In the ongoing debate about the best tools for software development, the dichotomy between dynamic and static environments has long been a point of tension. It seems like static languages dominate the landscape today — and there are some excellent reasons for that.
However, I am here to make the case for Common Lisp, a dynamic programming language, which cannot only compete with modern static languages but may, in fact, change the game.
To me, Common Lisp stands out as one of the few environments capable of making dynamic languages truly viable.
It does that through seamless integration of language and runtime capabilities in a way that creates a system, which not only matches but sometimes even exceeds the prowess of static languages.
Whether by design or accident, the Common Lisp experience seems to be based on emergence – which means that the combination of Common Lisp’s features – gradually typed programming language, image-based environment, sophisticated condition system, and the REPL, give rise to an experience that is more powerful than the sum of its parts.
Unlike static languages with their clear separation between compile and runtime, Common Lisp blurs these boundaries and enables the programmer to use the same tools at compile time and runtime.
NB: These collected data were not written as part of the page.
Issue #1513, opened 2021-05-19
UI and CLI should agree on which representation of ID or Seq Number is displayed


evanphx:
Presently, the CLI shows mostly sequence numbers by default but the UI shows ID. They should agree on what they show by default.

mitchellh:
My opinion is we should standardize on the seq number everywhere. The downside of the seq number is it requires the `(project, app)` to have meaning. The ID is globally unique, the seq number is only unique within the full tuple of `(project, app, seq)`. However, I think from a UX perspective, you're using operating in that context anyways, so it makes sense.

Internally, our APIs should probably continue accepting both cause its easy enough.

evanphx:
Could/should we establish a format to capture that tuple in the UI? For instance a common format of `#{app_name}:#{seq_no}` or something?

mitchellh:
> Could/should we establish a format to capture that tuple in the UI? For instance a common format of `#{app_name}:#{seq_no}` or something?

Yeah, the CLI currently accepts the `project/app` format for THAT, we could do like `project/app#seq` or something similar to GitHub's reference style...

evanphx:
👍🏻

izaaklauer:
We also use ULIDs as names for aws resources we create (i.e. my target group is called `example-nginx-4C4THAKBKPN61X25HA`). Sequence number would be much friendlier there anyway, and we should remember to change that too so platform owners can still tie resources back to deployments.

jgwhite:
Just to ensure we’re all on the same page about the scope of these changes:

![image](https://user-images.githubusercontent.com/34030/122240719-474ae500-cec2-11eb-9630-630eb122a110.png)

izaaklauer:
I like the idea of having some advanced way to get the internal ID out of the UI, both for us and for advanced users trying to reference debug logs.

Other than that, I agree with the scope of the UI changes.

evanphx:
Yes, you're correct @jgwhite. We have the sequence number there, it's the #4 or v4 in other views. View wise, we can just not show the ulid if the sequence number is right there too, giving more visual area for other things.

jgwhite:
@evanphx perfect. That fits in well with @almonk’s latest designs.

PR #1668, opened 2021-06-17
ui: Refine status indicators

jgwhite:
## Why the change?

0.4.0 introduced “status reports” (AKA “health checks”) to Waypoint. Status reports join the existing concepts of “state” and “status” on Waypoint entities. With the arrival of status reports, entities such as deployments have three complementary notions of “status”:

1. **Physical Status** status of underlying resources
2. **Operation Status** outcome of a waypoint operation (build, deploy, release)
3. **Health Status** outcome of most recent status report (AKA health check)

This PR aims to present all these statuses in an unambiguous manner, based on this proposed design:

image

Addresses #1581 and other issues with status indicators.

## What’s the plan?

- [x] Create `<StatusReportIndicator>` (to take over from `<StatusBadge>`)
- [x] Create `<OperationStatusIndicator>` (or similar)
- [x] Only show one “latest” card in each column
- [x] Update `<AppCard::Build>`
- [x] Update `<AppCard::Deployment>`
- [x] Update `<AppCard::Release>`
- [x] Update `<AppItem::Build>`
- [x] Update `<AppItem::Deployment>`
- [x] Update `<AppItem::Release>`
- [x] Update deployment detail page
- [x] Update release detail page
- [x] Retire `<StatusBadge>`
- [x] Await #1713 

## What’s out of scope?

- Artifact info

### Before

This becomes visible, for example, in Common Lisp’s condition system, which is the single, unified mechanism to deal with compile time and runtime errors alike.
Common Lisp seamlessly integrates language and runtime capabilities in a way that is emergent to a programming experience, that is unparalleled.
Some definitions before we get started
Let’s level the ground and establish what I mean when I say static or dynamic language or environment, respectively.
Static Environment
Enforces a strict separation between compile time and runtime.
The tools and abstractions of the compiler are not exposed to the user of the language.
Follows the classical change, compile, fix cycle
Typically characterized by static, strong typing.
Offers some level of support for reflection and introspection, depending on the language
Typical examples of this are Rust, Go, C++, and Haskell.
Dynamic Environment
Exhibits fluid boundaries between compile time and runtime.
The tools and abstractions the compiler uses are, to some degree, exposed to the user of the language.
Involves repeated cycles of change, evaluate or compile, and execute.
Generally features dynamic typing and provides type introspection.
Often provides robust support for introspection and reflection.
Typical examples of this are Ruby, Python, Smalltalk and, of course, Lisp.
Both camps have seen plenty of innovations and there is a mature set of programming languages, developer tools, and runtimes for each of those.
We have to look at more than just the language
I’m convinced that it would be far too shortsighted if we evaluated programming environments solely based on the properties of their programming languages. If we did, I could already stop here and concede, that modern statically typed languages have the upper hand.
But if we broaden our view to the runtime environment and the tooling, the landscape changes quite a bit. Take, for instance, Erlang: while the language itself might not be very intriguing, the runtime provided by the BEAM, combined with the language, creates a robust environment for fault-tolerant distributed systems, which is practically unparalleled. A similar argument could be made for Go and its concurrency approach. In addition to that, developer tools like language servers, linters, and formatters play a pivotal role in the success of a particular environment.
It seems clear, that a good developer experience is created from much more than just the language syntax and semantics — it includes the surrounding ecosystem of tools, and crucially, the runtime.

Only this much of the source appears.